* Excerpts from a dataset

::::

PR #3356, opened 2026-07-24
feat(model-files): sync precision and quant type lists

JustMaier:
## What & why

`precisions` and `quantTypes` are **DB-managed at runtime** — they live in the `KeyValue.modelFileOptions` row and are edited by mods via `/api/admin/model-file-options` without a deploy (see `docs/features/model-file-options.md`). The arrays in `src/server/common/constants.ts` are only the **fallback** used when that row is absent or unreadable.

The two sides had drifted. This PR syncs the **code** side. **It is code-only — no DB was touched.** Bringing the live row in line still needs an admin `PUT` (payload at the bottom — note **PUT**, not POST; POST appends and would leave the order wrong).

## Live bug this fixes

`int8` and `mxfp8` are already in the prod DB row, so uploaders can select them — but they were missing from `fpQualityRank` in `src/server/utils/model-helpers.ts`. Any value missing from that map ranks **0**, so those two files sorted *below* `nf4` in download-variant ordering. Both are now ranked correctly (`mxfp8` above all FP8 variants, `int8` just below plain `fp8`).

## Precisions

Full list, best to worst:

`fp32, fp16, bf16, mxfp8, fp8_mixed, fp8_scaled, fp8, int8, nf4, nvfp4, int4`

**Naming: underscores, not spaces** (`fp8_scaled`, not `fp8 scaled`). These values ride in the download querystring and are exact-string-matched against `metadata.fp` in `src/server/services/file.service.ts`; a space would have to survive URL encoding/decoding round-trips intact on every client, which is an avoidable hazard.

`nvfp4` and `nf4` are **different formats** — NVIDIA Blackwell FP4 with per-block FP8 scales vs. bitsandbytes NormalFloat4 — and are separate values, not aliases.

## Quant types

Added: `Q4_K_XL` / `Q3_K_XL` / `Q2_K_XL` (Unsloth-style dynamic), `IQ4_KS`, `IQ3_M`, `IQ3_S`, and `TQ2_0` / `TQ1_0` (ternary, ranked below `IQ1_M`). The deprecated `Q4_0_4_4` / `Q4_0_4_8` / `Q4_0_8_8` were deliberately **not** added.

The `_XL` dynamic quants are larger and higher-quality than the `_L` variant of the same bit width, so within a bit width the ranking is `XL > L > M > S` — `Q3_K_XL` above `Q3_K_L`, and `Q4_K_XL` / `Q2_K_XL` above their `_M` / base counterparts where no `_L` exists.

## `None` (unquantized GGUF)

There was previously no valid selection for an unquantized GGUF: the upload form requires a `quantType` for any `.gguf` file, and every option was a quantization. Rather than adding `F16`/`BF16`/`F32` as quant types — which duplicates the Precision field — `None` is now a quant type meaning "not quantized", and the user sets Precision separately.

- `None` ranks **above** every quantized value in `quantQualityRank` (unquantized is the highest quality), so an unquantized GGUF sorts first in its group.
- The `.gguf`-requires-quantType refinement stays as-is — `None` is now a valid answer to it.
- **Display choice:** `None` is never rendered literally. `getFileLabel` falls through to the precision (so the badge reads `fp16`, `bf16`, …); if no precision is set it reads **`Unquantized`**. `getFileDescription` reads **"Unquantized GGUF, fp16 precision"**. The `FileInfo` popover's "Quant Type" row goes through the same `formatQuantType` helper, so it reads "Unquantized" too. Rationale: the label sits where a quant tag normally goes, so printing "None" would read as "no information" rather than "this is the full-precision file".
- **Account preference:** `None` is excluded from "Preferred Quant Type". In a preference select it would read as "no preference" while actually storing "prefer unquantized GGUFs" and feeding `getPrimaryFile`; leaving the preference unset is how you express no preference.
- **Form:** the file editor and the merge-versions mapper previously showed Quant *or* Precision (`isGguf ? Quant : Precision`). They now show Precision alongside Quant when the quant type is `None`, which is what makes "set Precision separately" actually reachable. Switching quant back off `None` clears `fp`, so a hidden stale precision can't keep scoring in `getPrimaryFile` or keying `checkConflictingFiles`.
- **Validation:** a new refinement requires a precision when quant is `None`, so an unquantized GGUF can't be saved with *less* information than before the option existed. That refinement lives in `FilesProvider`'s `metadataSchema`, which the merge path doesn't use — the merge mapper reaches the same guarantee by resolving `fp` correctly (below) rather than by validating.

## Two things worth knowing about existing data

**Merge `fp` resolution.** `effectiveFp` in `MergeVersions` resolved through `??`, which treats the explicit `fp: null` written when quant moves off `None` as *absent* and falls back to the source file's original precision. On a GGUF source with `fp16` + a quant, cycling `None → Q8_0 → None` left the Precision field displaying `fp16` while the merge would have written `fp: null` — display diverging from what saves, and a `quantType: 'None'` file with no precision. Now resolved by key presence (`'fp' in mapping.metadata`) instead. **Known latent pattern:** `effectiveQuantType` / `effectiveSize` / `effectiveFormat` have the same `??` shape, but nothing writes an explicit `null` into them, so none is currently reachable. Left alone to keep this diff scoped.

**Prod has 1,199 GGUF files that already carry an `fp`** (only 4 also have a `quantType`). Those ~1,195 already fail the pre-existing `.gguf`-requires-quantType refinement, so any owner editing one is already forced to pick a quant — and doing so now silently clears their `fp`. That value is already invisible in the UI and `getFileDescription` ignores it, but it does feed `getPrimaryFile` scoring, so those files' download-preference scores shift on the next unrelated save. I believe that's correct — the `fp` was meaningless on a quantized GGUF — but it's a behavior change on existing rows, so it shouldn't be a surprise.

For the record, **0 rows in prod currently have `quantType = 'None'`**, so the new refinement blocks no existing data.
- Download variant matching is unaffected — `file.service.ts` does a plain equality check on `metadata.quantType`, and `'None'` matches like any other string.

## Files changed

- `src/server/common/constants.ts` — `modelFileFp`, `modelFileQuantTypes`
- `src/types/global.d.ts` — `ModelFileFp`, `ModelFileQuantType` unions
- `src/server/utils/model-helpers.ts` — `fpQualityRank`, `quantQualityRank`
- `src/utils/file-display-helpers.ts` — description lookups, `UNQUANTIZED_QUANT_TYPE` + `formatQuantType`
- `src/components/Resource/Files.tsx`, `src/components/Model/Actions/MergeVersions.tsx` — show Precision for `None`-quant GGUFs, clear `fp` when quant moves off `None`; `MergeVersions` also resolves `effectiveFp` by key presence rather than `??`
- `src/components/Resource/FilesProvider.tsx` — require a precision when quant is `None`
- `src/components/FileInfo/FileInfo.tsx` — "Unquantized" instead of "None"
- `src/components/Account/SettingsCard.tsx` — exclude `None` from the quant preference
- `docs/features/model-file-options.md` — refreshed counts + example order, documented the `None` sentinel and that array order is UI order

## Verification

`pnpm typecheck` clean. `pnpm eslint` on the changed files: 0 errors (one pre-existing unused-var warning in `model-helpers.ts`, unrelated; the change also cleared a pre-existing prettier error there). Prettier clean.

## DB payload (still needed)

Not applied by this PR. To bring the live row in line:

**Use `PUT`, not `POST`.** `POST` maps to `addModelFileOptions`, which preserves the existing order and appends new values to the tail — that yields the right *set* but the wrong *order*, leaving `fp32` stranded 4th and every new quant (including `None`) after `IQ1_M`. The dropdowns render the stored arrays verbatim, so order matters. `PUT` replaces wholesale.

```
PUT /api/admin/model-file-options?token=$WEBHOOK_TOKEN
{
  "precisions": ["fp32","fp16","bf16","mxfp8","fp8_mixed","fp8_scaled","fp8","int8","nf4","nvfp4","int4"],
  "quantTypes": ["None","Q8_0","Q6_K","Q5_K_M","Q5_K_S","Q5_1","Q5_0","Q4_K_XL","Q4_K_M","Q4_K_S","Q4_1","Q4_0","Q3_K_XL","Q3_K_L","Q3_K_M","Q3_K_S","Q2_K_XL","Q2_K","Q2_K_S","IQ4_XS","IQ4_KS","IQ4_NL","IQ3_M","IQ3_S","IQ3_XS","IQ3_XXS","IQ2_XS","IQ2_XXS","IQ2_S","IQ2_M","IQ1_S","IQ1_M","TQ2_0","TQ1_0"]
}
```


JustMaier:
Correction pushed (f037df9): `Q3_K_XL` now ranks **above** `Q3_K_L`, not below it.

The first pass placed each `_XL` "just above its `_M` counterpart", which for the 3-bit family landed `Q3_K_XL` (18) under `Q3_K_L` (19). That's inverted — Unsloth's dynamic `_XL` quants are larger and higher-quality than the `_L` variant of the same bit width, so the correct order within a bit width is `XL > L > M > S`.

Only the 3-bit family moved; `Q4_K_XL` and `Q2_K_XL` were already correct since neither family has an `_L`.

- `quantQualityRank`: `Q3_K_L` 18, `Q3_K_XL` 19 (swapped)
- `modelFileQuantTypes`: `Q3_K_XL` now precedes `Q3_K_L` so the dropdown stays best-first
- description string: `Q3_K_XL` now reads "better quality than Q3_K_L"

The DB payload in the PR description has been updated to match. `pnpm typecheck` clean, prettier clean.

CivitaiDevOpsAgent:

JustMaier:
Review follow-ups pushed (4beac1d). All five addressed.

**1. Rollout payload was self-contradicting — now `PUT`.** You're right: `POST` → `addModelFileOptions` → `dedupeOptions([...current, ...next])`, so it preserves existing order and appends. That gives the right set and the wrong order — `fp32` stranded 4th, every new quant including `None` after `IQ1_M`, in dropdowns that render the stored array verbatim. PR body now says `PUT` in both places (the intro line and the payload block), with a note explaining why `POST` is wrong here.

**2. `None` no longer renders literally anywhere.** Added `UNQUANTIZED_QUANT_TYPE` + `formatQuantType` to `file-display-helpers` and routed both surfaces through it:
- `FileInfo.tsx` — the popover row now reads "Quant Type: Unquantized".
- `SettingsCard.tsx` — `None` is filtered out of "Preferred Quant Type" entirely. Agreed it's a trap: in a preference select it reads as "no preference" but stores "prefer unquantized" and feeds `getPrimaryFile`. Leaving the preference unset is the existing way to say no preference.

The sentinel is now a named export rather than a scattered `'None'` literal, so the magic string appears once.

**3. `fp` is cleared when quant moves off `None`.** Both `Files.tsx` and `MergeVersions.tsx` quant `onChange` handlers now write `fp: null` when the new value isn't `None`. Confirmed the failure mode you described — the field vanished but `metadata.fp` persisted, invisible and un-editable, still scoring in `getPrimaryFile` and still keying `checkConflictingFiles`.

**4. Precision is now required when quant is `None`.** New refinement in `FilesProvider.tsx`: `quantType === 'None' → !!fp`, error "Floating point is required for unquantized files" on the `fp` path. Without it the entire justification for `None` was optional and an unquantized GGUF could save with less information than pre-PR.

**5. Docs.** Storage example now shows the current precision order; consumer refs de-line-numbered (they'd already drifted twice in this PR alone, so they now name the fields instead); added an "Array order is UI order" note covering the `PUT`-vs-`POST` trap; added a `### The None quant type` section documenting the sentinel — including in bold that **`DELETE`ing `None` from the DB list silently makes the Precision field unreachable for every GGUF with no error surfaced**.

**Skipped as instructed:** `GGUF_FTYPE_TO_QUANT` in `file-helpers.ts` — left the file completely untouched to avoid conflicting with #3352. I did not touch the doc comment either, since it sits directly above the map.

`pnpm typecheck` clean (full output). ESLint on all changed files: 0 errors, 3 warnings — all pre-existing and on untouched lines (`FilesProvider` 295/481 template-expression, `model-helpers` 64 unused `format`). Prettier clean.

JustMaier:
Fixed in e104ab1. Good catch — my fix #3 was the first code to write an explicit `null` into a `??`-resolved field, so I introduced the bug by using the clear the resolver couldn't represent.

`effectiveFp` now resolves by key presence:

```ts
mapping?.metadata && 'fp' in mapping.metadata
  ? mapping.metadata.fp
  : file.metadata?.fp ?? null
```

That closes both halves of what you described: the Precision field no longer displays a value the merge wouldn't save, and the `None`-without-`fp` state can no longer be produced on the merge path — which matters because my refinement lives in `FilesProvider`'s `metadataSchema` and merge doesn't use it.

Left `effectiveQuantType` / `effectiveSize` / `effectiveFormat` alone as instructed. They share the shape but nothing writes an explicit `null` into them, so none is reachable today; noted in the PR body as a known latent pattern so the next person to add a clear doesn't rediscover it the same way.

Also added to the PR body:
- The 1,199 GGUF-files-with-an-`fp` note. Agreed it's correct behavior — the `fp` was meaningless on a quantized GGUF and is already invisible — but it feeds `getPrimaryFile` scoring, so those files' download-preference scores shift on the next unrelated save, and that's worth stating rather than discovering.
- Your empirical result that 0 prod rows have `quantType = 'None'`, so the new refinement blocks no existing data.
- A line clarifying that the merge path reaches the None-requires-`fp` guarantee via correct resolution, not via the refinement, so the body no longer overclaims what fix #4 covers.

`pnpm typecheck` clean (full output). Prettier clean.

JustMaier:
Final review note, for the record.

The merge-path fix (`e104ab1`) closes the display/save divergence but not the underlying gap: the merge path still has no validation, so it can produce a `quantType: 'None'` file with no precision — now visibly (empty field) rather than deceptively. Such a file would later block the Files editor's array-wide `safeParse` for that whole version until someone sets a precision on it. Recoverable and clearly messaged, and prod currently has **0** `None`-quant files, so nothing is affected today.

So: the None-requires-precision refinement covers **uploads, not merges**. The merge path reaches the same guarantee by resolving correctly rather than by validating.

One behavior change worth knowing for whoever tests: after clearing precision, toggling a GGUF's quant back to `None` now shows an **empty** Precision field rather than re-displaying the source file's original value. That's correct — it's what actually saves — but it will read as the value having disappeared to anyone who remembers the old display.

::::

* Problem to work on
Set down, from the entries above, exactly the lines from the one with "The DB payload" up to and including the one with "is cleared when", and no other lines.

* Reply
The DB payload in the PR description has been updated to match. `pnpm typecheck` clean, prettier clean.

CivitaiDevOpsAgent:

JustMaier:
Review follow-ups pushed (4beac1d). All five addressed.

**1. Rollout payload was self-contradicting — now `PUT`.** You're right: `POST` → `addModelFileOptions` → `dedupeOptions([...current, ...next])`, so it preserves existing order and appends. That gives the right set and the wrong order — `fp32` stranded 4th, every new quant including `None` after `IQ1_M`, in dropdowns that render the stored array verbatim. PR body now says `PUT` in both places (the intro line and the payload block), with a note explaining why `POST` is wrong here.

**2. `None` no longer renders literally anywhere.** Added `UNQUANTIZED_QUANT_TYPE` + `formatQuantType` to `file-display-helpers` and routed both surfaces through it:
- `FileInfo.tsx` — the popover row now reads "Quant Type: Unquantized".
- `SettingsCard.tsx` — `None` is filtered out of "Preferred Quant Type" entirely. Agreed it's a trap: in a preference select it reads as "no preference" but stores "prefer unquantized" and feeds `getPrimaryFile`. Leaving the preference unset is the existing way to say no preference.

The sentinel is now a named export rather than a scattered `'None'` literal, so the magic string appears once.

**3. `fp` is cleared when quant moves off `None`.** Both `Files.tsx` and `MergeVersions.tsx` quant `onChange` handlers now write `fp: null` when the new value isn't `None`. Confirmed the failure mode you described — the field vanished but `metadata.fp` persisted, invisible and un-editable, still scoring in `getPrimaryFile` and still keying `checkConflictingFiles`.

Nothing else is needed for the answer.